### Material for this task

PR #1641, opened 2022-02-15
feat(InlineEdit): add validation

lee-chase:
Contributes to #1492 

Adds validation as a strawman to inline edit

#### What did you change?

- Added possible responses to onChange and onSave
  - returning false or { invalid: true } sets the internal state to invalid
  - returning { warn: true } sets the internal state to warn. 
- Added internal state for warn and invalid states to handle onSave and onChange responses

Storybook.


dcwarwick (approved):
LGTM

######

◆ **Exercise**: The output should consist only of the lines from the one with "- Added internal" through the final line of the records above, exactly.

◆ **Reply to the task**:
- Added internal state for warn and invalid states to handle onSave and onChange responses

Storybook.


dcwarwick (approved):
LGTM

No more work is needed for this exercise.